The British Virgin Islands (BVI), in the Caribbean east of Puerto Rico, are known mostly for being a tourist destination and offshore tax haven. Fun fact about BVI – despite being a British Overseas Territory (and its citizens having full British citizenship) the official currency is the U.S. Dollar. Since the Construction Payment Blog never takes a vacation, when we think of beautiful and exotic locations we can’t help but wonder if they have something similar to a mechanics lien to provide security on construction projects. Recently, we wrote about pledges in Saudi Arabia, and how those pledges (or contracts of ar-rahn) compare to liens and other security interests. This post will discuss whether any equivalent protection to that provided by a mechanics lien or other security interest exists in the British Virgin Islands.
Mortgages, Charges, & Other Encumbrances
Under the BVI Business Companies Act of 2004 (as amended), allows a BVI company to encumber its assets by mortgage, charge, or other encumbrance, provided that certain requirements are met. The security granted in the company’s assets can be under the law of any jurisdiction of the company’s choosing, can extend to assets of the company located in any part of the world, and is binding in accordance with and to the extent allowed by the chosen law. Presumably, an individual may also encumber his own property, be it real or personal, by following the same or similar requirements.
Any security granted by a BVI company pursuant to the Act must be filed privately at the company headquarters, and contain the following information:
- The date the charge was created (or if existing on property acquired by the company the date on which the property was acquired)
- A description of the liability created by the charge
- A description of the charged property
- The name and address of either the security trustee or chargee
- The name and address of the holder of the charge (unless the security is to a bearer)
- Any applicable prohibitions or restrictions on the company from creating future charges that take priority over or are equal with the charge in question
While, as noted above, any encumbrance must be recorded in the company’s register of charges – it is not mandatory that the encumbrance be registered publicly. It is worth noting, however, that these registration requirements do not apply to security taken in real property (real estate) located in the BVI. Different requirements apply to a charge over real property situated in the BVI. A security interest in real property in the BVI requires a legal charge of statutory form, executed and attested as required by the Registered Land Ordinance, and must be registered in the Land Registry.
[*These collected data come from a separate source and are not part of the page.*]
PR #584, opened 2026-05-22
Update dependencies and Jest ESM handling

bwstefano:
## Summary

This PR refreshes the project dependency set and the Jest configuration after the dependency maintenance pass we tested locally.

It updates the JavaScript package ranges for the editor/runtime stack, including CKEditor 5, the React CKEditor integration, MapLibre-related packages, RJSF, Eta, `react-map-gl`, and the WordPress editor/plugin packages. It also upgrades `@wordpress/scripts` to the current 32.x line and regenerates `package-lock.json` from that dependency graph.

It removes direct npm dependencies that are no longer needed as project-level dependencies after the tooling update: `@wordpress/edit-post`, `ajv`, `css-loader`, `postcss`, `sass`, `sass-loader`, `style-loader`, and `webpack`. The build still gets the tooling it needs from `@wordpress/scripts`; keeping those packages as direct dependencies was making the project look responsible for packages it does not import or configure directly.

It also adds explicit direct dependencies for the WordPress packages and `date-fns` modules that the source imports by package name. During the cleanup, relying on incidental transitive hoisting became visibly fragile: tests could no longer resolve `@wordpress/components` or `date-fns/locale` in a clean install even though those packages were still present deeper in the WordPress package tree. Declaring the packages we import directly makes the dependency contract clear and keeps npm layout changes from breaking resolution.

The remaining overrides were simplified:

- `react-autosize-textarea` stays pinned to the local metadata-only override because Gutenberg still tracks the abandoned package upstream and the replacement path remains unresolved.
- `webpack-dev-server` stays overridden to `^5.2.4`, matching the tested security/maintenance update while Gutenberg's own Dependabot PR is still open.
- `markdownlint-cli` now overrides the package itself to `^0.48.0` instead of only forcing its nested `minimatch`.
- `copy-webpack-plugin` now overrides the package itself to `^14.0.0` instead of only forcing its nested `serialize-javascript`.
- Older targeted overrides for `js-yaml` and `@typescript-eslint/typescript-estree` were removed because the refreshed dependency tree no longer needs them.

On the PHP tooling side, this updates `dealerdirect/phpcodesniffer-composer-installer` from `v1.2.0` to `v1.2.1` in `composer.lock` without changing the project Composer requirements.

Finally, Jest now transforms nested ESM `uuid` packages as well as the existing ESM packages already listed in the config. The newer WordPress dependency graph can place ESM `uuid` under nested package paths, and the previous transform exception only handled the top-level layout.

## Motivation and decisions

The goal was to reduce custom maintenance and stale direct dependencies while staying aligned with the WordPress package ecosystem. The cleanup intentionally avoids broad runtime migrations such as React 19 or `react-leaflet` 5, because the current WordPress packages are still on React 18 and those upgrades would require a separate compatibility pass.

I kept overrides only where they address a concrete, current gap that upstream has not resolved yet. Where a package-level override was available and tested (`markdownlint-cli`, `copy-webpack-plugin`), I replaced nested dependency surgery with the newer package version instead.

I also chose to make the WordPress package imports explicit rather than relying on `@wordpress/editor` or another package to hoist them. That makes the lockfile less sensitive to npm layout changes and more accurately documents what the plugin imports.

## Validation

- `npm ci`
- `npm run build`
- `npm run build:report`
- `npm audit --audit-level=high`
- `composer audit --locked`

`npm audit --audit-level=high` passes. The remaining audit output is limited to the known moderate issues in `showdown` through WordPress packages and `uuid` through `sockjs`/`webpack-dev-server`; neither currently has a non-breaking fix in this dependency graph. The local build still prints WP-CLI PHP deprecation warnings from the installed WP-CLI PHAR, but the build completes successfully.


package.json
```diff
@@ -42,49 +42,48 @@
...
+		"@wordpress/data": "^10.46.0",
+		"@wordpress/dom-ready": "^4.46.0",
+		"@wordpress/editor": "^14.46.0",
+		"@wordpress/element": "^6.46.0",
+		"@wordpress/html-entities": "^4.46.0",
+		"@wordpress/i18n": "^6.19.0",
+		"@wordpress/icons": "^13.1.0",
+		"@wordpress/media-utils": "^5.46.0",
+		"@wordpress/plugins": "^7.46.0",
+		"@wordpress/url": "^4.46.0",
```
leopiccionia: `@wordpress/editor` already contains all these other `@wordpress/*` packages indirectly (in the case of `@wordpress/dom-ready`, that's a dependency of `@wordpress/a11y`) or directly (in all other cases).
https://www.npmjs.com/package/@wordpress/editor?activeTab=dependencies

I think mainting `@wordpress/editor` in `dependencies` and `@wordpress/scripts` in `devDependencies` will diminish the burden of handling dependencies mismatches.

bwstefano: Makes sense. I’ll add a commit to reduce the explicit dependency surface back to `@wordpress/editor` plus `@wordpress/scripts` so the Gutenberg package versions stay aligned and easier to maintain.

These encumbrances, similar to the Saudi Arabian pledge, work in a similar manner to a UCC security interest (regarding movable property). An encumbrance of real property is generally a mortgage, and works in that manner. As we saw with the contract of ar-rahn, the security interests granted in BVI law do not arise automatically by virtue of statute – they must be expressly agreed to by the debtor.
One other important point to consider is that no interest in land in the BVI, including a charge, may be acquired by any party who does not belong to the BVI unless that party holds a Non-Belonger Land Holding License pursuant to the Non-Belonger Land Holding Regulation Act.
How Is A Charge Enforced in the Event of Default?
If a debtor defaults, the remedies available to the creditor depend on a many of factors, some of the most important being the chosen law, and the property charged. For the purposes of this post, we will only briefly look at the options for enforcement of a charge on real property in the BVI.
When the charge is over real property, a variety of remedies are available. When the charge is over real property, a variety of remedies are available. Options include:
- Sale of the property
- Judicial foreclosure of the property
- Taking possession of the property (including requiring a tenant to pay rents to the creditor)
The options for enforcement are varied, and powerful, but since charges over real estate in the BVI are limited to parties belonging the BVI (or licensed non-belongers) and are almost exclusively mortgages, there is very little in common with the rights of a mechanics lien holder.
Are Charges Anything Like Liens?
Short Answer: Not like mechanics liens.
Longer Answer: While the charges are not like mechanics liens, in that they must be explicitly agreed to by the debtor, they are similar to liens under the UCC as a security interest.